**EXCERPTED DATA:**
Issue #1271, opened 2018-01-12
Page does not refresh on HTML change when HMR is on


andreyvolokitin:
* Operating System: OS X 10.11.6
* Node Version: 9.2.1
* NPM Version: 5.6.0
* webpack Version: 3.8.1
* webpack-dev-server Version: 2.10.1

- [ ] This is a **bug**
- [x] This is a **modification** request

### Code
https://github.com/andreyvolokitin/test-webpack-dev-server

### Expected Behavior
Editing ```./src/index.html``` should cause recompiling and page refresh in the browser
### Actual Behavior
Recompiling is happening, but the page in the browser does not refresh
### For Bugs; How can we reproduce the behavior?
1. ```git clone https://github.com/andreyvolokitin/test-webpack-dev-server && cd test-webpack-dev-server```
2. ```npm install && npm start```
3. Edit ```./src/index.html``` — compiling is happening, but the page in the browser does not refresh
4. Open browser console and edit ```./src/test.js``` — HMR works

andreyvolokitin:
I found that it is possible to get a list of changed files which caused recompilation. Would it be feasible to add some logic [here](https://github.com/webpack/webpack-dev-server/blob/master/lib/Server.js#L70), so that when the list of changed files contains certain extensions — we pass a flag to ```_sendStats()``` to indicate that full page reload is needed? It is unclear by now what extensions should be included: ```.html``` is fine, but what about countless templating engines which could be used instead and would need the same logic applied?

evilebottnawi:
@andreyvolokitin we use this snippet for `php`:
```js
before(app, server) {
      const chokidar = require("chokidar");
      const files = [
        // Refreshing php files
        "**/*.php"
      ];

      chokidar
        .watch(files, {
          alwaysStat: true,
          atomic: false,
          followSymlinks: false,
          ignoreInitial: true,
          ignorePermissionErrors: true,
          ignored,
          interval: typeof poll === "number" ? poll : null,
          persistent: true,
          usePolling: Boolean(poll)
        })
        .on("all", () => {
          server.sockWrite(server.sockets, "content-changed");
        });
    }
```

evilebottnawi:
@shellscape what do you think about add to documentation example above?

andreyvolokitin:
[...]

PR #1276, opened 2018-01-15
fix(Server): disable page reload when `hot` is not specified (`options.hot`)

### LINKED ISSUE #1251: Don't enable HMR by default
> **Please note that this template is not optional.** If you proceed with this form,
please fill out _all_ fields, or your issue may be closed as "invalid."
Please do not delete this template. Please ask questions on StackOverflow or the
webpack Gitter (https://gitter.im/webpack/webpack). _General questions, how-to
questions, and support requests will be closed._
**Please do remove this header to acknowledge this message.**

* Operating System: OSX 10.11.6
* Node Version: v8.9.1
* NPM Version: 5.5.1
* webpack Version: 3.10.0
* webpack-dev-server Version: 2.9.7

- [x] This is a **bug**
- [ ] This is a **feature** request

### Code

```js
  // webpack.config.js
{
  "entry": {
    "app": [
      "/Users/project/src/index.js",
    ]
  },
  "output": {
    "filename": "[name]-[chunkhash].js",
    "path": "/Users/project/build",
    "publicPath": "/"
  },
  "devServer": {
    "contentBase": "./build",
    "disableHostCheck": true,
    "historyApiFallback": true,
    "host": "127.0.0.1",
    "port": 8080
  },
  "resolve": {
    "symlinks": false,
    "modules": [
      "/Users/project/src",
      "node_modules"
    ],
    "alias": {
      "react": "/Users/project/node_modules/react"
    }
  },
  "module": {},
  "plugins": [],
  "devtool": "inline-source-map"
}
```

```bash
  # command used to run webpack dev server
  ./node_modules/.bin/webpack-dev-server --config webpack.config.js --progress --colors
```

### Expected Behavior

When no options to activate HMR is provided, HMR should NOT be enabled. When modifying a source file watched by webpack, webpack-dev-server should not try to hot reload a module and it should not reload the full page either.

### Actual Behavior

Even though I did not provided --hot (or --hot --inline) on the command line used to run webpack-dev-server and even though my devServer config does not contain hot: true or false, or hotOnly: true or false, when modifying a source file watched by webpack, it reloads the full page. Note that trying to provide hot: false, hotOnly: false to the devServer config does not disable HMR either.

To reproduce the issue, clone this repo: `https://github.com/happypoulp/webpack3-issue/`, go to branch `issue-hmr-disable`, build and start app and you will see the issue when changing and saving `src/index.js`.

byzyk:
- [x] This is a **bugfix**
- [ ] This is a **typo fix**

No

### Motivation / Use-Case

Aimed to fix #1251. As per the issue, the page keeps reloading even if `hot` option is not specified or `false`. This PR contains fix which disables page reload when `hot: false` or not specified or `hotOnly: true`. To enable page refresh along with HMR one has to explicitly set `hot: true`.

### Breaking Changes

No

### Additional Info

I think we can consider adding one more option, something like `livereload` for use-cases when people don't wanna use HMR but instead prefer to go with a regular page refresh. I didn't do it as I feel it's more like a new feature while I tried to keep this PR as simple as possible.

### DIFF
--- a/client-src/default/index.js
+++ b/client-src/default/index.js
@@ -43,6 +43,7 @@ if (!urlParts.port || urlParts.port === '0') {
 }
 
 let hot = false;
+let hotOnly = false;
 let initial = true;
 let currentHash = '';
 let useWarningOverlay = false;
@@ -72,8 +73,9 @@ function sendMsg(type, data) {
 }
 
 const onSocketMsg = {
-  hot() {
+  hot(isHotOnly) {
     hot = true;
+    hotOnly = isHotOnly;
     log.info('[WDS] Hot Module Replacement enabled.');
   },
   invalid() {
@@ -217,21 +219,23 @@ function reloadApp() {
       // broadcast update to window
       self.postMessage(`webpackHotUpdate${currentHash}`, '*');
     }
-  } else {
-    let rootWindow = self;
-    // use parent window for reload (in case we're in an iframe with no valid src)
-    const intervalId = self.setInterval(() => {
-      if (rootWindow.location.protocol !== 'about:') {
-        // reload immediately if protocol is valid
-        applyReload(rootWindow, intervalId);
-      } else {
-        rootWindow = rootWindow.parent;
-        if (rootWindow.parent === rootWindow) {
-          // if parent equals current window we've reached the root which would continue forever, so trigger a reload anyways
+
+    if (!hotOnly) {
+      let rootWindow = self;
+      // use parent window for reload (in case we're in an iframe with no valid src)
+      const intervalId = self.setInterval(() => {
+        if (rootWindow.location.protocol !== 'about:') {
+          // reload immediately if protocol is valid
           applyReload(rootWindow, intervalId);
+        } else {
+          rootWindow = rootWindow.parent;
+          if (rootWindow.parent === rootWindow) {
+            // if parent equals current window we've reached the root which would continue forever, so trigger a reload anyways
+            applyReload(rootWindow, intervalId);
+          }
         }
-      }
-    });
+      });
+    }
   }
 
   function applyReload(rootWindow, intervalId) {
--- a/lib/Server.js
+++ b/lib/Server.js
@@ -40,7 +40,8 @@ function Server(compiler, options) {
     throw new Error("'filename' option must be set in lazy mode.");
   }
 
-  this.hot = options.hot || options.hotOnly;
+  this.hot = options.hot;
+  this.hotOnly = options.hotOnly;
   this.headers = options.headers;
   this.clientLogLevel = options.clientLogLevel;
   this.clientOverlay = options.overlay;
@@ -601,7 +602,7 @@ Server.prototype.listen = function (port, hostname, fn) {
 
       if (this.clientOverlay) { this.sockWrite([conn], 'overlay', this.clientOverlay); }
 
-      if (this.hot) this.sockWrite([conn], 'hot');
+      if (this.hot || this.hotOnly) { this.sockWrite([conn], 'hot', this.hotOnly); }
 
       if (!this._stats) return;
       this._sendStats([conn], this._stats.toJson(clientStats), true);


benstaker:
@byzyk I have checked out your fork by defining the following in my **package.json**:
`git+ssh://git@github.com:byzyk/webpack-dev-server.git#88b89bbd4054f94a18a67c4f834a99a3eac5769e`

And I am receiving the following error when running webpack-dev-server:
```
module.js:471
    throw err;
    ^

Error: Cannot find module '../../client/'
    at Function.Module._resolveFilename (module.js:469:15)
    at Function.resolve (internal/module.js:27:19)
    at addDevServerEntrypoints (C:\workplace\feefo\feefo-admin-ui\node_modules\webpack-dev-server\lib\util\addDevServerEntrypoints.js:18:35)
    at startDevServer (C:\workplace\feefo\feefo-admin-ui\node_modules\webpack-dev-server\bin\webpack-dev-server.js:363:3)
    at processOptions (C:\workplace\feefo\feefo-admin-ui\node_modules\webpack-dev-server\bin\webpack-dev-server.js:350:5)
    at Object.<anonymous> (C:\workplace\feefo\feefo-admin-ui\node_modules\webpack-dev-server\bin\webpack-dev-server.js:495:1)
    at Module._compile (module.js:570:32)
    at Object.Module._extensions..js (module.js:579:10)
    at Module.load (module.js:487:32)
    at tryModuleLoad (module.js:446:12)
    at Function.Module._load (module.js:438:3)
    at Module.runMain (module.js:604:10)
    at run (bootstrap_node.js:383:7)
    at startup (bootstrap_node.js:149:9)
    at bootstrap_node.js:496:3
```

Versions (working combinations):
```
"webpack": "2.7.0"
"webpack-dev-server": "2.11.0" or "2.5.1"
```

Which **webpack-dev-server** version did you base your fix from? And which version of **webpack** do you have?

byzyk:
@benstaker I tested it with `webpack: "3.10.0"` and fix is based on the latest WDS release which is `2.11.0`.

This might be related to code builds. As per [contributing guide](https://github.com/webpack/webpack-dev-server/blob/master/CONTRIBUTING.md#testing-a-pull-request), try this step before testing:

> Go to the `webpack-dev-server` module (`cd node_modules/webpack-dev-server`), and run `npm run prepublish`.

Let me know if that helped

happypoulp:
@benstaker I had the same issue at first.

I then did:
```
cd node_modules/webpack-dev-server/
yarn
yarn transpile:index
```

And I was able to test the fix.

benstaker:
@byzyk @happypoulp thank you both. I have tried running `npm run -s transpile:index` instead as I do not have yarn installed, inside of `node_modules/webpack-dev-server` and I am receiving the following error:
```
$ npm run -s transpile:index
client-src/default doesn't exist
```
**Side note:** The same error is outputted when running `npm run prepublish`.

It seems that I am having a different result to you both, may be due to the way I have defined and installed byzyk's forked copy (see my previous comment re. package.json). It's missing the `client-src/**` folder. I will download a zip copy of your changes and report back later.

happypoulp:
@benstaker did you run `npm install` after `cd node_modules/webpack-dev-server/` (that's what the `yarn` command does for me)?

I used the URL you provided in my package.json, to test this PR on my side so this part should be fine.

benstaker:
@happypoulp I have tried running `npm install` inside of `node_modules/webpack-dev-server` and as expected, I am receiving the same error because the `client-src/**` folder does not exist.

I have now downloaded the zip of branch `fix/hmr-disable`, deleted the contents of `node_modules/webpack-dev-server`, then copied the contents of the zip into it. Then ran `npm install` and `npm run prepublish` inside of that folder and it no longer errors!

I have tested running `webpack-dev-server` and it correctly disables HMR however, I am receiving the following errors in the browser console. Do you see the same errors?
image

happypoulp:
@benstaker I did not had those error in my JS console. Maybe the webpack config we use to test this PR differs somehow...
FTR here's the webpack config I am using:
```js
const path = require("path")
const webpack = require("webpack")
const HtmlWebpackPlugin = require("html-webpack-plugin")

module.exports = (settings) => {
    return {
        entry: {
            app: [
                path.join(process.cwd(), "src/index.js"),
            ],
        },
        output: {
            filename: "[name]-[chunkhash].js",
            path: path.join(process.cwd(), "build"),
            publicPath: "/",
        },
        devServer: {
            contentBase: "./build",
            disableHostCheck: true,
            historyApiFallback: true,
            host: "127.0.0.1",
            port: 8181,
        },
        resolve: {
            symlinks: false,
            modules: [path.join(process.cwd(), "src"), "node_modules"],
        },
        module: {},
        plugins: [
            new HtmlWebpackPlugin({
                filename: "index.html",
                template: "index.html",
                inject: true,
                minify: false,
            }),
        ],
    }
}
```

benstaker:
@happypoulp quite possibly, thank you for checking!

This may be due to the v2 webpack and latest webpack-dev-server I am using. We're using this combination because v3 webpack is currently too slow for incremental builds, so have reverted to webpack v2.

It seems that this issue is now solved, so please continue 🥇

byzyk:
@shellscape seems like this PR resolved the issue. Would you be able to review and give your feedback? I see that some tests are failing which is weird since overall coverage increased.

andreyvolokitin:
Note that full page reload ("live reload") and HMR are two distinct features, see here: https://github.com/webpack/webpack-dev-server/issues/1251#issuecomment-358935478.  They are used in different scenarios and one can not completely replace another. I.e. you can update JS/CSS/images with HMR, but if you developing static HTML page, you need to update its HTML with a full page reload ("live reload") because this is the only way to do it and HMR will not work in that case. Moreover, currently due to a bug full page reload is actually *only* works with HMR turned off, see #1271 . So your proposed solution will completely disable HTML refreshing in the described scenario, with HMR turned on or off.

The correct way to proceed on this is to implement a new option for "live reload", like you mentioned. The source files changes need to be delivered to the browser somehow. The simplest way to do it is a "live reload". On top of it you can use HMR, then JS/CSS/images will use it, but HTML changes still will need to be refreshed with "live reload". And if you don't want any of this you just turn off HMR *and* "live reload", but not turn off "live reload" by turning off HMR which is what you proposing

byzyk:
@andreyvolokitin I agree, I also feel like `HMR` and `livereload` should be 2 separated features. That's exactly what I stated in PR description. The only reason I haven't implemented it in this PR is that I wanted to confirm this with the project maintainers first.

However, the proposed solution won't disable `livereload` completely. It'll be still available when `hot: true` is explicitly set.

andreyvolokitin:
Live reload for changes in HTML is currently not working with ```hot: true``` (#1271). With the proposed solution it also won't work with ```hot: false```, so for changes in HTML it will completely disable live reload.

byzyk:
@TheLarkInn would you be able to review and give a feedback whether this PR is ok to merge?

andreyvolokitin:
- why are you calling a "bugfix" what in fact is a feature removal (removal of live reload)? Live reload is a core feature of ```webpack-dev-server``` and not a bug, and HMR is a different feature on top of it. Why are you trying to disable live reload by disabling HMR?
- like you said, the new option is a way to go. Why are you still trying to merge a PR which will break all those using live reload and not HMR?

For additional info, see: https://github.com/webpack/docs/wiki/webpack-dev-server#automatic-refresh

```inline: false``` might be solving your issue already

byzyk:
@andreyvolokitin please refer to PR description. Suggested changes don't remove so-called `live-reload`. You'll still have it when explicitly set `hot: true`, the same way as before. 

As per #1251 , the issue was that page kept reloading even when `hot: false` or not specified (HMR is disabled by default) or even with `hotOnly: true`, which is clearly a bug, isn't it?

As we already discussed, currently there is no option to explicitly enable `livereload` only. It's rather a fallback for HMR, but it would be nice to have it as an option as well. That's why I suggested to add it as a standalone feature and think it's out of the scope of this PR, although I will be more than happy to work on that once confirmed with project maintainers.

Does that address your concerns or did I miss something?

andreyvolokitin:
Yes, you keep missing the point of live-reload. Live-reload is not an addition to HMR. It is the other way around: HMR is an addition to live-reload. And all in all, they are two separate features. Live-reload is always enabled and can not be disabled currently (again, ```inline: false``` might be worth looking at, as it removes page reloading JS from the client and the page itself might also be available at ```http://«host»:«port»/«path»``` so that there is no auto-reloading happening at all). HMR can be enabled additionally.

> Suggested changes don't remove so-called live-reload. You'll still have it when explicitly set hot: true, the same way as before.

Your changes remove live-reload as a basic page refreshing mechanism, which is currently always enabled and is also active with ```hot: false``` (because by design ```hot``` option is not controlling live-reload). ```hot: true``` is an option which enables HMR, conceptually it has nothing to do with live-reload, and should not control live-reload, but in your changes it does. So it will be not the same way as before: live-reload will stop working for those who are not using HMR.

> As per #1251 , the issue was that page kept reloading even when hot: false or not specified (HMR is disabled by default)

This is intended behavior, because by design ```hot``` option is not controlling live-reload — there is live-reload always enabled, and on top of it you can enable or disable HMR with ```hot``` option. The actual problem in this case is that there is no way to disable live-reload.

> or even with hotOnly: true, which is clearly a bug, isn't it?

I think it isn't. [```hotOnly``` description](https://webpack.js.org/configuration/dev-server/#devserver-hotonly) states that it «Enables Hot Module Replacement (see devServer.hot) without page refresh **as fallback in case of build failures**.». I am not sure what **build failures** means exactly, but I guess ```hotOnly``` means "do not reload a page to try to keep it updated if there is no way to apply HMR in case of some **build failures or errors**". So I guess ```hotOnly``` is only about this narrow "build-failure" edge case, and not about "always disable live-reload and only use HMR".

> As we already discussed, currently there is no option to explicitly enable livereload only. 

Actually, there is: live-reload is always enabled, and if HMR is disabled with ```hot: false```, then live-reload is the only thing enabled. So the thing is that *there is no option to explicitly **disable** livereload*

> It's rather a fallback for HMR, but it would be nice to have it as an option as well.

 As stated in the [docs](https://github.com/webpack/docs/wiki/webpack-dev-server#automatic-refresh), live-reload is not a fallback for HMR, but HMR is an additional feature on top of live-reload. Live-reload is called "automatic refresh" there and has two modes: "inline" and "iframe".

byzyk:
@andreyvolokitin thanks for your comment.

Let me clarify a bit. I can't remember that I've ever said `livereload` being an addition to HMR. From the very beginning, I stated that those should be 2 distinct features. I'm aware of the fact that `livereload` is enabled by default, and again I know _it's not the same as HMR_. 

Your concern is that this PR is aimed to remove `livereload` feature while again, it's not true. Check the PR description, it will just disable `livereload` by default which was requested in #1251 and approved by @shellscape. I agree with you that it's not the best way to enable page refresh by actually specifying `hot` option as it indeed is not relevant. That's why I expressed the same concern in PR description and feel like this can be added as another option cos some people might find it handy. And that's exactly why I asked for reviews from project maintainers, to see how to approach this issue further or if it makes any sense at all (there is a pretty big chance it isn't, and that's fine).

While I appreciate your input, I don't get it why are you so worried about `livereload` being removed after this is merged, as this PR is not about removing it. However, it might change some default functionality or expected behavior and thank you for pointing it out. But it's not the same as removing feature as a whole.

Just as a side note, you're referencing docs (which might not be that precise and could be outdated as well), while I'm trying to back up my statements from what I've seen in the source code. Thus, I don't agree with you on `hotOnly` option, because [from code perspective](https://github.com/webpack/webpack-dev-server/blob/83c16251a16794b61fa22761d43b6450bfb18207/client-src/default/index.js#L211) it seemed that `livereload` was purely meant to be a fallback for HMR. However, I can be wrong on that.

Anyway, let's wait for the webpack maintainers (@sokra @TheLarkInn @shellscape) to jump in and will see how we should proceed with this one. Otherwise, we can keep this argument going on forever while basically saying almost the same stuff just in different words.

Peace ✌🏽

evilebottnawi:
@byzyk 
> However, it might change some default functionality or expected behavior and thank you for pointing it out. But it's not the same as removing feature as a whole.

Should have major label (and will be in next branch, not in master)

andreyvolokitin:
@byzyk 

> I don't get it why are you so worried about livereload being removed after this is merged, as this PR is not about removing it

Because of this: https://github.com/webpack/webpack-dev-server/pull/1276#issuecomment-359171664

byzyk:
@evilebottnawi thanks, will make those amends when I get a chance.

What is your view on the discussion above? Does it make sense for page reload to be a distinct feature with its own option like `live` or `liveReload` so users can enable/disable it explicitly?

byzyk:
@andreyvolokitin I don't see how #1271 is relevant to this. Originally this PR was meant to address #1251

evilebottnawi:
@byzyk for me yes, i have some project on `php` and `laravel/blade` and now use hack for reloading page https://github.com/webpack/webpack-dev-server/issues/1271#issuecomment-359817498, be good have this option in out of box in next branch, in theory i can use `browser-sync` for this, but for me it is overload tool. Also we already have `chokidar`, just add option for array of glob and refresh page when something changes.

andreyvolokitin:
@byzyk PR is disabling live-reload if ```hot: false```. Also currently with ```hot: true``` live-reload for HTML changes is not working. So with this PR HTML live-reload will not work with ```hot: true``` and with ```hot: false```, though currently it is working with ```hot: false```

byzyk:
@andreyvolokitin actually in this PR page refresh should work with `hot: true`. Have you tested it for your case?

andreyvolokitin:
@byzyk yep, sorry, it is working, my bad. But now there is no HMR for css and js with ```hot: true```, just a full page reload. And with ```hotOnly: true``` it is an old story: HMR and no live-reload for HTML.

andreyvolokitin:
I saw the code and what you changed from the beginning. I still think that you misinterpreted the meaning and intention of "hot" and "hotOnly" options. In your PR the code is doing 1) [HMR](https://github.com/byzyk/webpack-dev-server/blob/88b89bbd4054f94a18a67c4f834a99a3eac5769e/client-src/default/index.js#L214) with ```hotEmitter.emit('webpackHotUpdate', currentHash);```, and then immediately 2) a [full page reload](https://github.com/byzyk/webpack-dev-server/blob/88b89bbd4054f94a18a67c4f834a99a3eac5769e/client-src/default/index.js#L229). There is no sense in it if you try to understand this. And it does only HMR without page reload if ```hotOnly: true``` — this, on the contrary, is logical, and this is actually the current behavior of ```webpack-dev-server``` with ```hot: true``` (which causes the problem of not updating HTML changes). So yeah, I guess maintainers could clear this up.

byzyk:
@evilebottnawi do you still think the approach I took here is the right one to move forward with? Based on the discussions above I feel like we should distinguish between `livereload` and `hmr` features.

evilebottnawi:
/cc @byzyk sorry for big delay, i think you are right, we need:
- `hot` option enable/disable HMR
- `livereload` option for enable/disable auto reload page (HMR still works)

Summary: 
- using `--no-hot` and `--no-livereload` you disable HMR and livereload
- using `--no-hot` you disable only `HMR` (browser now always reload pages)
- using `--no-livereload` you disable livereload (`HMR` still works)
- no options `HMR` and `livereload` works together

Also we deprecated `--hot-only` option because it is misleading

What do you think?

kaiyoma:
+1 for an option to disable the full page refresh. There's a bit of discussion here too: https://github.com/webpack/webpack-dev-server/issues/1744

tl;dr: Our codebase doesn't work with HMR, so I'd like to disable it, but that enables the full page refresh mechanism. Our UI is expensive to load, so reloading the page on every file change is extremely disruptive. It would be incredibly useful to have webpack build on every change, but I control when the page reloads.

byzyk:
Hi @evilebottnawi! 

Sorry for a delay, yep that's something I had in mind originally and I guess that's exactly what other folks are asking as well.

evilebottnawi:
Here answer https://github.com/webpack/webpack-dev-server/pull/1276#issuecomment-473350942, this PR is abandoned so feel free to send a new PR

byzyk:
Hi everyone! 

Sorry guys but unfortunately I won't be able to finalize this one because of the current workload. I'll try to revisit it in a month or so. In the meanwhile feel free to pick up where I left or simply submit new PR since codebase has evolved a lot.

evilebottnawi:
Implemented you can disable hot using `--no-hot` and disable liveReload using `--no-live-reload` (also supported using `devServer` options)

richard-ling:
One or both of `--no-hot` and `-no-live-reload` appear to still be broken (webpack 4.28.3, webpack-dev-server 3.1.14).  Running as follows
`$ webpack-dev-server --progress --port 8080 --verbose --no-live-reload --no-hot

    Running webpack with config from '.build/config.json':
    NODE_ENV=webpack-dev
    version=dev-c0612f2-20200507003035441
    app-url=https://localhost/myapp/
    api-endpoint=prod
    use-dev-claims=false
  
 10% building 2/2 modules 0 activeℹ ｢wds｣: Project is running at http://0.0.0.0:8080/
ℹ ｢wds｣: webpack output is served from /myapp/
ℹ ｢wds｣: Content not from webpack is served from ./build
ℹ ｢wds｣: 404s will fallback to /index.html
ℹ ｢wdm｣:    3620 modules                                                            
ℹ ｢wdm｣: Compiled successfully.
`
[At this point I change and resave a source file...]
`
ℹ ｢wdm｣: Compiling...
ℹ ｢wdm｣:    3620 modules                                                       
ℹ ｢wdm｣: Compiled successfully.
`
Then the browser reloads, losing all state.  Is that as expected?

**PROBLEM:** Count the lines above that include the string "join". Write only the number.

**RESPONSE TO THIS TASK:** 3